▶ Given information:
PR #684, opened 2026-08-07
feat(swap): register offer covenants with the contract manager

pietro909:
Phases 1–2 of ContractManager integration, stacked on #683.

- `createOffer` registers the covenant as an `"arkade"` contract with `metadata.genericallySpendable: false`, so the deposit is watched and stays out of generic coin selection. The cancel leaf has no timelock, so an unmarked deposit is forfeitable by `send`/`settle`/background renewal.
- `cancelOffer` passes the contract manager to `Arkade.connect`, so a registered offer resolves its VTXOs from the repository.

Two deviations from the plan, both because `createOffer` derives and the consumer funds — there is no in-package funding site:

- registration happens before funding, matching NArk and boltz-swap (register on create);
- it throws rather than being best-effort: nothing is at stake pre-funding, whereas the same failure after `wallet.send` strands an unwatched deposit.

Fixed while writing it: without `network` on `Arkade.connect` the row's address derives against the SDK default (`ark1…` row for a `tark1…` deposit).

## Test plan

- [x] e2e merge gate through the real `createOffer`/registration path, no hand-built rows. Flipping the marker to `true` reproduces the hazard: the deposit enters `getSpendableVtxos()`, an unrelated `wallet.send` **succeeds**, and cancel then fails with "no spendable VTXO at the swap address".
- [x] every new assertion probed by reverting the fix and confirming failure
- [x] cancel still works with the deposit gated (explicit-input path stays open)
- [x] unit: swap 124, `@arkade-os/sdk` 2315, boltz-swap 609; lint clean

## Note to reviewers

The whole `packages/swap` package isn't released yet: exclude API breaking changes and version numbering from the analysis.

## Summary by CodeRabbit

* **New Features**
  * Added support for non-interactive claim and refund paths in swap transactions.
  * Swap requests now securely bind sender keys and receiver payout destinations.
  * Offers are registered before funding, enabling reliable recovery and cancellation.
  * Escrowed deposits remain recoverable while being excluded from ordinary spendable balances.

* **Bug Fixes**
  * Improved cancellation handling when restoring offers.
  * Added validation to prevent mismatched swap scripts and invalid payout destinations.

* **Tests**
  * Expanded coverage for registration, recovery, cancellation, and end-to-end swap behavior.

### DIFF
--- a/packages/swap/src/offer.ts
+++ b/packages/swap/src/offer.ts
@@ -303,7 +303,7 @@ async function registerOfferContract(
     // funded would leave the real deposit unwatched and unmarked, which is the
     // failure this whole registration exists to prevent
     if (hex.encode(contract.pkScript) !== hex.encode(expectedPkScript)) {
-        throw new Error("registered covenant does not match the offer's swapPkScript");
+        throw new Error("derived covenant does not match the offer's swapPkScript");
     }
     await contract.register({
         label: OFFER_CONTRACT_LABEL,
@@ -455,6 +455,9 @@ export async function cancelOffer(
         // instead of a direct indexer query; the indexer above stays as the
         // fallback for offers created before registration existed
         contractManager: await wallet.getContractManager(),
+        // no `network`, unlike registerOfferContract: the row lookup is by
+        // script and the payout script comes from wallet.getAddress(), so the
+        // client's network (which only shapes address derivation) is unused here
     });
 
     // Rebuild the contract with the offer's own keys (not the client's) so the
--- a/packages/swap/src/offer.ts
+++ b/packages/swap/src/offer.ts
@@ -253,6 +253,64 @@ export function decodeOffer(data: Uint8Array): Offer {
     };
 }
 
+// ── Contract registration ────────────────────────────────────────────────────
+
+/** Label for a registered offer covenant. A script-level string, deliberately
+ * not the swap id: identical offers share one address and `createContract` is
+ * first-writer-wins, so the second deposit would inherit the first's label. */
+export const OFFER_CONTRACT_LABEL = "Arkade swap offer";
+
+/** `metadata.kind` for a registered offer covenant — what this script *is*,
+ * which is the only kind of fact a shared script row can carry truthfully.
+ * Per-offer identity (swap id, `offerHex`, `fundingTxid`) stays in `AssetSwap`. */
+export const OFFER_CONTRACT_KIND = "asset-swap-offer";
+
+/**
+ * Register an offer's covenant as an `"arkade"` contract, so the deposit is
+ * watched, survives restarts and re-derives offline — and, critically, so the
+ * wallet knows the funds are escrowed.
+ *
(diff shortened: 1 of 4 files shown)


pietro909:
Re: @arkana-ai-bot's review — a mapping of each finding to where it was addressed. Context first: after the rebase, this PR's diff is only the offer-registration work (`offer.ts` + tests); the VHTLC/RFQ commits the review covered now live in the base branch `feat/arkade-swap`. Findings against that code are fixed in **#692** (targeting the base branch) rather than widening this diff.

| Finding | Resolution |
| --- | --- |
| **#1** golden script change / deployment ordering | **#692** — pre-release "Breaking changes" section in the swap README (CHANGELOG.md is managed externally) covering both corridors' address change and the coordinated-deployment requirement; both golden tests now cross-reference it. A version mismatch refuses quotes at the compare-only address check — it does not lose funds. |
| **#2** `client_refund_pubkey` | Fixed (`d2bfc18b`), confirmed in the review. |
| **#3** `senderPrivateKey` persistence | **Deferred by design.** This is a persistence-model decision, not a patch; it is recorded in the integration plan's RFQ-secret-persistence section and gates Phase 3b (RFQ VHTLC registration), where the swap record and the key must be persisted together. |
| **#4** `hex.decode` guards | **#692** — both `receiver_pk_script` sites decode through a helper that raises a solver-blaming diagnostic on malformed hex. |
| **#5** preimage length check | Closed by the review itself (`SIZE 32 EQUALVERIFY` in both corridors). |
| **#6** `PUSHCURRENTINPUTINDEX` as output index | **#692** — documented on `enforcePayTo`. The answer is stronger than a protocol citation: the pairing is not an assumption about round assembly, the covenant *imposes* it on the spender. Whatever index the input occupies, the output at that same index must pay the destination ≥ the input value or the ArkadeScript fails and the server never co-signs; a tx with no output at that index makes the leaf unsatisfiable, not fooled. Index alignment is a liveness obligation on the solver (the only party building these spends — the SDK's own refund deliberately uses the interactive leaf, see `refund.ts`), never a safety assumption. |
| **#7/#8** removed exports / new required params | **#692** — migration notes in the same README section. |
| **N1** BIP68 overflow in the refund tiers | **#692** — confirmed real and fixed: the `unilateralClaimDelay` cap now sits two 512s steps below BIP68's ceiling so both stacked refund tiers always encode, with unit tests at the new maximum (the full eight-leaf contract compiles) and just past it. |
| **N2** duplicate `getInfo` in `registerOfferContract` | Partially addressed here (`serverPubkey`/`network` are threaded; the pkScript guard makes the second fetch harmless). Fully eliminating it needs `Arkade.connect` to accept pre-resolved info — a core API change, noted as a follow-up. |
| `cancelOffer` network omission | Comment added (`59e66fca`) explaining why it is deliberate: the row lookup is by script and the payout script comes from `wallet.getAddress()`, so the client's network is unused there, unlike `registerOfferContract`. |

▶ What you have to do:
Copy out all the entries shown above, character for character.

▶ Answer box:
PR #684, opened 2026-08-07
feat(swap): register offer covenants with the contract manager

pietro909:
Phases 1–2 of ContractManager integration, stacked on #683.

- `createOffer` registers the covenant as an `"arkade"` contract with `metadata.genericallySpendable: false`, so the deposit is watched and stays out of generic coin selection. The cancel leaf has no timelock, so an unmarked deposit is forfeitable by `send`/`settle`/background renewal.
- `cancelOffer` passes the contract manager to `Arkade.connect`, so a registered offer resolves its VTXOs from the repository.

Two deviations from the plan, both because `createOffer` derives and the consumer funds — there is no in-package funding site:

- registration happens before funding, matching NArk and boltz-swap (register on create);
- it throws rather than being best-effort: nothing is at stake pre-funding, whereas the same failure after `wallet.send` strands an unwatched deposit.

Fixed while writing it: without `network` on `Arkade.connect` the row's address derives against the SDK default (`ark1…` row for a `tark1…` deposit).

## Test plan

- [x] e2e merge gate through the real `createOffer`/registration path, no hand-built rows. Flipping the marker to `true` reproduces the hazard: the deposit enters `getSpendableVtxos()`, an unrelated `wallet.send` **succeeds**, and cancel then fails with "no spendable VTXO at the swap address".
- [x] every new assertion probed by reverting the fix and confirming failure
- [x] cancel still works with the deposit gated (explicit-input path stays open)
- [x] unit: swap 124, `@arkade-os/sdk` 2315, boltz-swap 609; lint clean

## Note to reviewers

The whole `packages/swap` package isn't released yet: exclude API breaking changes and version numbering from the analysis.

## Summary by CodeRabbit

* **New Features**
  * Added support for non-interactive claim and refund paths in swap transactions.
  * Swap requests now securely bind sender keys and receiver payout destinations.
  * Offers are registered before funding, enabling reliable recovery and cancellation.
  * Escrowed deposits remain recoverable while being excluded from ordinary spendable balances.

* **Bug Fixes**
  * Improved cancellation handling when restoring offers.
  * Added validation to prevent mismatched swap scripts and invalid payout destinations.

* **Tests**
  * Expanded coverage for registration, recovery, cancellation, and end-to-end swap behavior.

### DIFF
--- a/packages/swap/src/offer.ts
+++ b/packages/swap/src/offer.ts
@@ -303,7 +303,7 @@ async function registerOfferContract(
     // funded would leave the real deposit unwatched and unmarked, which is the
     // failure this whole registration exists to prevent
     if (hex.encode(contract.pkScript) !== hex.encode(expectedPkScript)) {
-        throw new Error("registered covenant does not match the offer's swapPkScript");
+        throw new Error("derived covenant does not match the offer's swapPkScript");
     }
     await contract.register({
         label: OFFER_CONTRACT_LABEL,
@@ -455,6 +455,9 @@ export async function cancelOffer(
         // instead of a direct indexer query; the indexer above stays as the
         // fallback for offers created before registration existed
         contractManager: await wallet.getContractManager(),
+        // no `network`, unlike registerOfferContract: the row lookup is by
+        // script and the payout script comes from wallet.getAddress(), so the
+        // client's network (which only shapes address derivation) is unused here
     });
 
     // Rebuild the contract with the offer's own keys (not the client's) so the
--- a/packages/swap/src/offer.ts
+++ b/packages/swap/src/offer.ts
@@ -253,6 +253,64 @@ export function decodeOffer(data: Uint8Array): Offer {
     };
 }
 
+// ── Contract registration ────────────────────────────────────────────────────
+
+/** Label for a registered offer covenant. A script-level string, deliberately
+ * not the swap id: identical offers share one address and `createContract` is
+ * first-writer-wins, so the second deposit would inherit the first's label. */
+export const OFFER_CONTRACT_LABEL = "Arkade swap offer";
+
+/** `metadata.kind` for a registered offer covenant — what this script *is*,
+ * which is the only kind of fact a shared script row can carry truthfully.
+ * Per-offer identity (swap id, `offerHex`, `fundingTxid`) stays in `AssetSwap`. */
+export const OFFER_CONTRACT_KIND = "asset-swap-offer";
+
+/**
+ * Register an offer's covenant as an `"arkade"` contract, so the deposit is
+ * watched, survives restarts and re-derives offline — and, critically, so the
+ * wallet knows the funds are escrowed.
+ *
(diff shortened: 1 of 4 files shown)


pietro909:
Re: @arkana-ai-bot's review — a mapping of each finding to where it was addressed. Context first: after the rebase, this PR's diff is only the offer-registration work (`offer.ts` + tests); the VHTLC/RFQ commits the review covered now live in the base branch `feat/arkade-swap`. Findings against that code are fixed in **#692** (targeting the base branch) rather than widening this diff.

| Finding | Resolution |
| --- | --- |
| **#1** golden script change / deployment ordering | **#692** — pre-release "Breaking changes" section in the swap README (CHANGELOG.md is managed externally) covering both corridors' address change and the coordinated-deployment requirement; both golden tests now cross-reference it. A version mismatch refuses quotes at the compare-only address check — it does not lose funds. |
| **#2** `client_refund_pubkey` | Fixed (`d2bfc18b`), confirmed in the review. |
| **#3** `senderPrivateKey` persistence | **Deferred by design.** This is a persistence-model decision, not a patch; it is recorded in the integration plan's RFQ-secret-persistence section and gates Phase 3b (RFQ VHTLC registration), where the swap record and the key must be persisted together. |
| **#4** `hex.decode` guards | **#692** — both `receiver_pk_script` sites decode through a helper that raises a solver-blaming diagnostic on malformed hex. |
| **#5** preimage length check | Closed by the review itself (`SIZE 32 EQUALVERIFY` in both corridors). |
| **#6** `PUSHCURRENTINPUTINDEX` as output index | **#692** — documented on `enforcePayTo`. The answer is stronger than a protocol citation: the pairing is not an assumption about round assembly, the covenant *imposes* it on the spender. Whatever index the input occupies, the output at that same index must pay the destination ≥ the input value or the ArkadeScript fails and the server never co-signs; a tx with no output at that index makes the leaf unsatisfiable, not fooled. Index alignment is a liveness obligation on the solver (the only party building these spends — the SDK's own refund deliberately uses the interactive leaf, see `refund.ts`), never a safety assumption. |
| **#7/#8** removed exports / new required params | **#692** — migration notes in the same README section. |
| **N1** BIP68 overflow in the refund tiers | **#692** — confirmed real and fixed: the `unilateralClaimDelay` cap now sits two 512s steps below BIP68's ceiling so both stacked refund tiers always encode, with unit tests at the new maximum (the full eight-leaf contract compiles) and just past it. |
| **N2** duplicate `getInfo` in `registerOfferContract` | Partially addressed here (`serverPubkey`/`network` are threaded; the pkScript guard makes the second fetch harmless). Fully eliminating it needs `Arkade.connect` to accept pre-resolved info — a core API change, noted as a follow-up. |
| `cancelOffer` network omission | Comment added (`59e66fca`) explaining why it is deliberate: the row lookup is by script and the payout script comes from `wallet.getAddress()`, so the client's network is unused there, unlike `registerOfferContract`. |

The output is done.